Dedicator of cytokinesis protein 10 (Dock10), also known as Zizimin3, is a large (~240 kDa) protein involved in intracellular signalling networks that in humans is encoded by the DOCK10 gene. It is a member of the DOCK-D subfamily of the DOCK family of guanine nucleotide exchange factors, which function as activators of small G proteins.

Discovery
Dock10 was identified via bioinformatic approaches as one of a family of evolutionarily conserved proteins (the DOCK family) that share significant sequence homology. Dock10 is expressed in peripheral blood leukocytes as well as in the brain, spleen, lung and thymus.

Structure and function
Dock10 shares the same domain arrangement as other members of the DOCK-D/Zizimin subfamily as well as a high level of sequence similarity. It contains a DHR2 domain that is involved in G protein binding and a DHR1 domain, which, in some DOCK family proteins, interacts with membrane phospholipids. Like other DOCK-D subfamily proteins Dock10 contains an N-terminal PH domain, which, in Dock9/Zizimin1, mediates recruitment to the plasma membrane.
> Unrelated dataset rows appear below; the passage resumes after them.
PR #2266, opened 2024-08-30
Lightweight Tracing

sentientwaffle:
### Overview

Log IO/CPU event spans for analysis/visualization.

Unlike tracy, this approach doesn't require linking libc/libcpp or any third-party libraries.
So we can compile tracing in by default, and optionally enable it at runtime -- even for production release builds.

The trace JSON output is compatible with:

- <https://ui.perfetto.dev/>
- <https://gravitymoth.com/spall/spall.html>
- <chrome://tracing/>

### Usage

```
$ ./tigerbeetle start --experimental --trace=trace.json
```

Then upload the `trace.json` file to one of the trace visualization tools.

### Examples

Here is an [example trace](https://gist.github.com/sentientwaffle/c734797cfa0dbcb0aa6f1c6759699376), captured while running the benchmark:

**Perfetto:**

perfetto

**Spall:**

spall

### Notes

- When enabled, traces are written to the specified file as JSON.
  (In contrast to `log` statements, which are written to stderr).
- Event pairing (`trace.start`/`trace.stop` (or `trace.start`/`trace.reset`)) is asserted at runtime.
- `trace.start()/.stop()/.reset()` will `log.debug()` regardless of whether tracing is enabled.
- Eventually, we could choose parse traces from structured logs and convert them to JSON with a separate tool, but for the time being this is simpler.

<details>
<summary>API Design notes</summary>

One goal was to keep the integration API lightweight.

The original implementation was a global, but I ended up threading a single trace 
- Threading this is necessary since `Trace` tracks the enabled/disabled state of each event. This in turns allows the fuzzers to assert that tracing is used correctly.
- In the future, threading might come in handy for the structured logger, as we could attach fields like `replica_index` and `tree_name` so that every log statement doesn't need to repeat them.

Unlike most tracing APIs, events aren't ever "stacked". (See https://gravitymoth.com/spall/spall.html for an example).
Rather, events are independent -- they can be interleaved.

This keeps the API simple. Stacks are useful when doing fine-grained analysis (like CPU profiling) -- but for that, linux perf would suffice. Tracing is useful for more coarse-grained analysis (async-IO + CPU rather than just CPU).

The first parameter of each trace function is typed (an enum rather than a string) so that we can match start/end events together. I don't think registering events like this is onerous -- I don't expect us to end up with more than a couple dozen unique event types.

</details>

<details>
<summary>Tool overview</summary>

[Spall](https://gravitymoth.com/spall/spall.html) has excellent mouse navigation, but no keybindings.

[Perfetto](https://ui.perfetto.dev/) has keybindings and extensive (albeit opaque) support for querying events. (e.g. "how much cumulative time is spent in event X?").

I didn't check Chrome other than to test that it worked with our format -- I think it is like Perfetto but with fewer features.

Additionally, Perfetto + Chrome support string labels for threads, which would be very nice to use (since thread numbers are meaningless), but Spall errors out on string thread ids.

</details>

### DIFF
--- a/src/state_machine.zig
+++ b/src/state_machine.zig
@@ -3026,6 +3026,7 @@ const TestContext = struct {
     const message_body_size_max = 64 * @max(@sizeOf(Account), @sizeOf(Transfer));
 
     storage: Storage,
+    trace: vsr.trace.Tracer,
     superblock: SuperBlock,
     grid: Grid,
     state_machine: StateMachine,
@@ -3044,6 +3045,9 @@ const TestContext = struct {
         );
         errdefer ctx.storage.deinit(allocator);
 
+        ctx.trace = try vsr.trace.Tracer.init(allocator, 0, .{});
+        errdefer ctx.trace.deinit(allocator);
+
         ctx.superblock = try SuperBlock.init(allocator, .{
             .storage = &ctx.storage,
             .storage_size_limit = data_file_size_min,
@@ -3056,6 +3060,7 @@ const TestContext = struct {
 
         ctx.grid = try Grid.init(allocator, .{
             .superblock = &ctx.superblock,
+            .trace = &ctx.trace,
             .missing_blocks_max = 0,
             .missing_tables_max = 0,
         });
@@ -3075,10 +3080,11 @@ const TestContext = struct {
     }
 
     fn deinit(ctx: *TestContext, allocator: mem.Allocator) void {
-        ctx.storage.deinit(allocator);
-        ctx.superblock.deinit(allocator);
-        ctx.grid.deinit(allocator);
         ctx.state_machine.deinit(allocator);
+        ctx.grid.deinit(allocator);
+        ctx.superblock.deinit(allocator);
+        ctx.trace.deinit(allocator);
+        ctx.storage.deinit(allocator);
         ctx.* = undefined;
     }
 
--- a/src/tigerbeetle/main.zig
+++ b/src/tigerbeetle/main.zig
@@ -349,6 +349,8 @@ const Command = struct {
 
         const clients_limit = constants.pipeline_prepare_queue_max + args.pipeline_requests_limit;
 
+        var stdout_writer = std.io.getStdOut().writer();
+
         var replica: Replica = undefined;
         replica.open(allocator, .{
             .node_count = args.addresses.count_as(u8),
@@ -379,9 +381,7 @@ const Command = struct {
                 .clients_limit = clients_limit,
             },
             .grid_cache_blocks_count = args.cache_grid_blocks,
-            .tracer_options = .{
-                .writer = if (args.trace) std.io.getStdOut().writer().any() else null,
-            },
+            .tracer_options = .{ .writer = if (args.trace) stdout_writer.any() else null },
         }) catch |err| switch (err) {
             error.NoAddress => fatal("all --addresses must be provided", .{}),
             else => |e| return e,
--- a/src/tigerbeetle/main.zig
+++ b/src/tigerbeetle/main.zig
@@ -349,7 +349,15 @@ const Command = struct {
 
         const clients_limit = constants.pipeline_prepare_queue_max + args.pipeline_requests_limit;
 
-        var stdout_writer = std.io.getStdOut().writer();
+        const trace_file = if (args.trace) |trace_path|
+            std.fs.cwd().createFile(trace_path, .{ .exclusive = true }) catch |err| {
+                std.debug.panic("error creating trace file: {}", .{err});
+            }
+        else
+            null;
+        defer if (trace_file) |file| file.close();
+
+        const trace_writer = if (trace_file) |file| file.writer() else null;
 
         var replica: Replica = undefined;
         replica.open(allocator, .{
@@ -381,7 +389,7 @@ const Command = struct {
                 .clients_limit = clients_limit,
             },
             .grid_cache_blocks_count = args.cache_grid_blocks,
-            .tracer_options = .{ .writer = if (args.trace) stdout_writer.any() else null },
+            .tracer_options = .{ .writer = if (trace_writer) |writer| writer.any() else null },
         }) catch |err| switch (err) {
             error.NoAddress => fatal("all --addresses must be provided", .{}),
             else => |e| return e,
--- a/src/tigerbeetle/main.zig
+++ b/src/tigerbeetle/main.zig
@@ -379,6 +379,9 @@ const Command = struct {
                 .clients_limit = clients_limit,
             },
             .grid_cache_blocks_count = args.cache_grid_blocks,
+            .tracer_options = .{
+                .writer = if (args.trace) std.io.getStdOut().writer().any() else null,
+            },
         }) catch |err| switch (err) {
             error.NoAddress => fatal("all --addresses must be provided", .{}),
             else => |e| return e,
--- a/src/trace.zig
+++ b/src/trace.zig
@@ -93,6 +93,10 @@ const std = @import("std");
 const assert = std.debug.assert;
 const log = std.log.scoped(.trace);
 
+const constants = @import("constants.zig");
+
+const trace_span_size_max = 1024;
+
 // TODO This could be changed to a union(enum) if variable-cardinality events are needed (for
 // example, an event per grid IOP). (`stack()` would need to be updated as well).
 pub const Event = enum {
@@ -115,8 +119,9 @@ pub const Event = enum {
 pub const Tracer = struct {
     replica_index: u8,
     options: Options,
+    buffer: []u8,
 
-    events_enabled: [Event.stack_count]bool = [_]bool{false} ** Event.stack_count,
+    events_enabled: [Event.stack_count]bool = .{false} ** Event.stack_count,
     time_start: std.time.Instant,
 
     pub const Options = struct {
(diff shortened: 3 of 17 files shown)


src/trace.zig
```diff
@@ -0,0 +1,338 @@
...
+//!         // events usefully.)
+//!         "name": "replica_commit stage='next_pipeline'",
+//!
+//!         // Extra event arguments. (Encoded from the second argument to `trace.start()`).
+//!         "args": {
+//!             "stage": "next_pipeline",
+//!             "op": 1
+//!         },
+//!     },
+//!
```
matklad, line 91: Huge fan of top-of-the file comments, thanks!

src/trace.zig
```diff
@@ -0,0 +1,338 @@
...
+    fn stack(event: *const Event) u32 {
+        return @intFromEnum(event.*);
+    }
+};
+
+pub const Tracer = struct {
+    replica_index: u8,
+    options: Options,
+
+    events_enabled: [Event.stack_count]bool = [_]bool{false} ** Event.stack_count,
```
matklad: Just `.{false} ** Event.stack_count` should work I think?

src/trace.zig
```diff
@@ -0,0 +1,338 @@
...
+    pub const Options = struct {
+        /// The tracer still validates start/stop state even when writer=null.
+        writer: ?std.io.AnyWriter = null,
+    };
+
+    pub fn init(allocator: std.mem.Allocator, replica_index: u8, options: Options) !Tracer {
+        _ = allocator;
+
+        if (options.writer) |writer| {
+            try writer.writeAll("[\n");
```
matklad, line 134: This is to make the result a valid JSON document? Is this required by any of the tools consuming the result?

From the perspective of overall simplicity, I much prefer just json-value-per-line format:

https://jsonlines.org

Parsing that is _much_ easier, as it doesn't require a streaming JSON parser, but just the ability to frame by `\n`, and the normal one-shot JSON parser. 

This of course puts a constraint on the consumer to disallow interior newlines, but that's what we want to do anyway!

src/trace.zig
```diff
@@ -0,0 +1,338 @@
...
+    fn start_write_data(writer: std.io.AnyWriter, data: anytype) !void {
+        comptime assert(@typeInfo(@TypeOf(data)) == .Struct);
+
+        inline for (std.meta.fields(@TypeOf(data))) |data_field| {
+            const data_field_value = @field(data, data_field.name);
+            try writer.writeByte(' ');
+            try writer.writeAll(data_field.name);
+            try writer.writeByte('=');
+            if (data_field.type == []const u8) {
+                try writer.print("'{s}'", .{data_field_value});
```
matklad: Do we need to assert that the output doesn't contain any funnybytes and is not to long? 

I'd maybe do at least a length check here

src/trace.zig
matklad: And is it intentional that we never write `]`? i think it is, but worth a comment!

src/trace.zig
```diff
@@ -0,0 +1,338 @@
...
+            .category = @tagName(event),
+            .event = 'B',
+            .timestamp = time_elapsed_us,
+            .name = @tagName(event),
+            .data = struct_format(data, .sparse),
+            .args = std.json.Formatter(@TypeOf(data)){ .value = data, .options = .{} },
+        }) catch unreachable;
+    }
+
+    fn start_write_data(writer: std.io.AnyWriter, data: anytype) !void {
```
matklad: This seems to never be called?

src/trace.zig
```diff
@@ -0,0 +1,338 @@
...
+            "}},\n", .{
+            .process_id = tracer.replica_index,
+            .thread_id = event.stack(),
+            .category = @tagName(event),
+            .event = 'B',
+            .timestamp = time_elapsed_us,
+            .name = @tagName(event),
+            .data = struct_format(data, .sparse),
+            .args = std.json.Formatter(@TypeOf(data)){ .value = data, .options = .{} },
+        }) catch unreachable;
```
matklad, line 192: Do we want some `constants.verify` checks that each event is short enough?

src/tigerbeetle/main.zig
```diff
@@ -379,6 +379,9 @@ const Command = struct {
                 .clients_limit = clients_limit,
             },
             .grid_cache_blocks_count = args.cache_grid_blocks,
+            .tracer_options = .{
+                .writer = if (args.trace) std.io.getStdOut().writer().any() else null,
```
matklad: * aren't we closing over a pointer to a temporary here again? 
* the stdout _is_ buffered, right?

src/state_machine.zig
```diff
@@ -3075,10 +3080,11 @@ const TestContext = struct {
...
 
     fn deinit(ctx: *TestContext, allocator: mem.Allocator) void {
-        ctx.storage.deinit(allocator);
-        ctx.superblock.deinit(allocator);
-        ctx.grid.deinit(allocator);
         ctx.state_machine.deinit(allocator);
+        ctx.grid.deinit(allocator);
+        ctx.superblock.deinit(allocator);
+        ctx.trace.deinit(allocator);
+        ctx.storage.deinit(allocator);
```
matklad, line 3087: :heart:

src/trace.zig
```diff
@@ -0,0 +1,338 @@
...
+                    if (data_field.type != bool and
+                        data_field.type != u8 and
+                        data_field.type != []const u8 and
+                        data_field.type != [:0]const u8 and
+                        @typeInfo(data_field.type) != .Enum and
+                        @typeInfo(data_field.type) != .Union)
+                    {
+                        break;
+                    }
+                }
```
matklad, line 285: Wow, that's a smart way to pick fields to include with the name automatically!

src/trace.zig
sentientwaffle: Unfortunately, the open bracket is required for the tools to parse the JSON. The close bracket is not required, which is nice since we don't need to emit it before shutting down. There is comment at the start of the file:

```
//! - The JSON output is a "[" followed by a comma-separated list of JSON objects. The JSON array is
//!   never closed with a "]", but Chrome, Spall, and Perfetto all handle this.
```

src/trace.zig
sentientwaffle: I'm not sure what you mean by an event being short enough.

matklad: That ` .args = std.json.Formatter(@TypeOf(data)){ .value = data, .options = .{} },` does't result in too large JSON output. 

That is to prevent outright mistakes like accidentally including the entire block into a message, but also to prevent boiling frog type of situation, where, for some event, we just add more and more fields, until it becomes hard to analyse. 

I guess, one background thought here is that perhaps we could format the even into a fixed-sized internal buffer first, and then dump it to write as one single slice? Potentially this could be a bit faster I think.

sentientwaffle: Ah that makes sense, thanks!

> we could format the even into a fixed-sized internal buffer first, and then dump it to write as one single slice? Potentially this could be a bit faster I think.

I think this is what `BufferedWriter` does, which I need to add anyhow.

matklad: I was goign to say that we can avoid BufferedWriter and do a single `fmt.bufPrint`, but it uses the writer internally anyway: 

```
pub fn bufPrint(buf: []u8, comptime fmt: []const u8, args: anytype) BufPrintError![]u8 {
    var fbs = std.io.fixedBufferStream(buf);
    format(fbs.writer().any(), fmt, args) catch |err| switch (err) {
        error.NoSpaceLeft => return error.NoSpaceLeft,
        else => unreachable,
    };
    return fbs.getWritten();
}
```

I wonder if at some point we should do `fmt` which also tracks the worst-case size of the output, so that we statically check that the size of buffer is big enough? Sounds like a bigger adventure though!

src/tigerbeetle/main.zig
```diff
@@ -379,6 +381,7 @@ const Command = struct {
                 .clients_limit = clients_limit,
             },
             .grid_cache_blocks_count = args.cache_grid_blocks,
+            .tracer_options = .{ .writer = if (args.trace) stdout_writer.any() else null },
```
batiati: Suggestion: Redirecting the log to `stdout` is a great default, but I think we could also support a file path.

For instance: 
- Currently, we cannot redirect the benchmark's stdout to a file because it is already used to capture the database port.
- Also, the process may not run inside a shell that conveniently offers the ability to pipe the stdout to a file. 
- Or even for enabling trace for client-side events.

src/tigerbeetle/main.zig
```diff
@@ -349,6 +349,16 @@ const Command = struct {
 
         const clients_limit = constants.pipeline_prepare_queue_max + args.pipeline_requests_limit;
 
+        const trace_file = if (args.trace) |trace_path|
+            std.fs.cwd().createFile(trace_path, .{ .exclusive = true }) catch |err| {
+                std.debug.panic("error creating trace file: {}", .{err});
+            }
+        else
+            null;
+        errdefer if (trace_file) |file| file.close();
```
batiati: Should we always close this file at the end? (although we don't have a graceful shutdown to exit `main` :thinking:)
```suggestion
        defer if (trace_file) |file| file.close();
```

src/trace.zig
cb22: > I guess, one background thought here is that perhaps we could format the even into a fixed-sized internal buffer first, and then dump it to write as one single slice? Potentially this could be a bit faster I think.

One thought with https://github.com/tigerbeetle/tigerbeetle/pull/2266/commits/edcc13f93b2ff9b7625e94ebf2c35861579b3282 is to make sure that we're not affected by the `write()` to the file blocking. Probably good enough for now to use a path on tmpfs as the target.

sentientwaffle: > Probably good enough for now to use a path on tmpfs as the target.

That, and tracing is behind `--experimental`. Long-term we should probably use io_uring for logging (which will include tracing).

batiati (approved):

The DHR2 domain of Dock10 appears to bind to the small G proteins Cdc42, TC10 and TCL although these interactions are of low affinity.  The physiological role of Dock10 is poorly characterised, however a study in lymphocytes has shown that Dock10 expression is upregulated in B-lymphocytes and Chronic Lymphocytic Leukemia (CLL) cells in response to the cytokine IL-4. This suggests that Dock10 may have a role in B-cell activation and proliferation. Another study identified Dock10 as a protein that was overexpressed in some aggressive papillary thyroid carcinomas.